Heeey - 04.07.03 - 3:17 am
Look!

This has to be quick because I have to start waking up with the duck again. Which means...in four hours, I will be dragging my ass out of bed, only to be greeted by an irate Howie who only wants his romaine and chickens. No, I'm kidding. The duck is always happy to see me in the morning and I am always happy to see him.

I am doing OK.

Not much has changed, except for the fact that I now feel guilty for flipping out like that. Oh, hush. Guilt is a familiar feeling and I fucking like it, OK?

You know what? I don't really think I am capable of writing about anything right now that involves emotions and revelations. I am sleepy and kinda buzzed.

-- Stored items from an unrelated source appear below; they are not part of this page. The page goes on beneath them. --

PR #976, opened 2019-07-26
Minor fix:

Kalypsonika:
-Added null checks for Site and App
-Added required fields validation: Site: id or page, App: id or bundle

### DIFF
--- a/endpoints/openrtb2/video_auction.go
+++ b/endpoints/openrtb2/video_auction.go
@@ -440,15 +440,15 @@ func getVideoStoredRequestId(request []byte) (string, error) {
 
 func mergeData(videoRequest *openrtb_ext.BidRequestVideo, bidRequest *openrtb.BidRequest) error {
 
-	if videoRequest.Site.Page != "" {
-		bidRequest.Site = &videoRequest.Site
+	if videoRequest.Site != nil {
+		bidRequest.Site = videoRequest.Site
 		if &videoRequest.Content != nil {
 			bidRequest.Site.Content = &videoRequest.Content
 		}
 	}
 
-	if videoRequest.App.Domain != "" {
-		bidRequest.App = &videoRequest.App
+	if videoRequest.App != nil {
+		bidRequest.App = videoRequest.App
 		if &videoRequest.Content != nil {
 			bidRequest.App.Content = &videoRequest.Content
 		}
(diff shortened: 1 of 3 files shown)


endpoints/openrtb2/video_auction.go
```diff
@@ -440,15 +440,15 @@ func getVideoStoredRequestId(request []byte) (string, error) {
 
 func mergeData(videoRequest *openrtb_ext.BidRequestVideo, bidRequest *openrtb.BidRequest) error {
 
-	if videoRequest.Site.Page != "" {
-		bidRequest.Site = &videoRequest.Site
+	if videoRequest.Site != nil {
+		bidRequest.Site = videoRequest.Site
```
guscarreon: Do we still want fo check for the `Page` string content?
```
441 func mergeData(videoRequest *openrtb_ext.BidRequestVideo, bidRequest *openrtb.BidRequest) error {
442
443     if videoRequest.Site != nil && videoRequest.Site.Page != "" {
444         bidRequest.Site = videoRequest.Site
445         if &videoRequest.Content != nil {
446             bidRequest.Site.Content = &videoRequest.Content
447         }
video_auction.go
```

endpoints/openrtb2/video_auction.go
```diff
@@ -440,15 +440,15 @@ func getVideoStoredRequestId(request []byte) (string, error) {
...
 		if &videoRequest.Content != nil {
 			bidRequest.Site.Content = &videoRequest.Content
 		}
 	}
 
-	if videoRequest.App.Domain != "" {
-		bidRequest.App = &videoRequest.App
+	if videoRequest.App != nil {
+		bidRequest.App = videoRequest.App
```
guscarreon: Do we still want fo check for the `Domain` string content?
```
450     if videoRequest.App != nil && videoRequest.App.Domain != "" {
451         bidRequest.App = videoRequest.App
452         if &videoRequest.Content != nil {
453             bidRequest.App.Content = &videoRequest.Content
454         }
455     }
456
video_auction.go
```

Yesterday was fucking amazing.

May and I went beach-hopping and it's true what they say about vitamin D. The more, the merrier. By the time I came home, I felt like everything would be all right. I talked to my best friend tonight and we decided that, no matter what, everything will have a happy ending. We will do what we have to and life will be good. "Do what we have to" does not involve AKs, by the way. I asked.

So, yeah. Yesterday.

A very large and sexy Russian guy at Subway talked to me about tattoos. And then he showed me his. I was wearing a white a-shirt (that's what they're called, right?), my swimmin' shorts and my hair was doing something that resembled orange snakes copulating. In other words, I was not at my best. But I still smiled.

Then I heard Tom Petty on the radio.

And saw some baby ducks.

And a cherry red GTO.

We were at a stoplight and I started yelling about shit. Loosely paraphrased: Ah! Fuck it! A big sexy Russian guy talked to me! Tom Petty! I fucking saw some baby ducks! I FUCKING LOVE BABY DUCKS. Life rules, May!

I stopped to take a breath and noticed that there was a rather attractive young man in the car next to us. He was smiling at me and when he saw me look over, he winked.

OK, you guys? You know how most people can't pull off the sexy wink and end up looking like fucking losers when they try?

He totally pulled it off.

And to make the day even cooler, I saw another attack armadillo. Fucking armadillos and their crazy kung fu attack skills.

So now I'm tired and I should get to bed. Oh, shit! Almost forgot....

I WROTE A STORY.

Yeah. That alone is why I'm not shoving forks in my eyeballs for fun.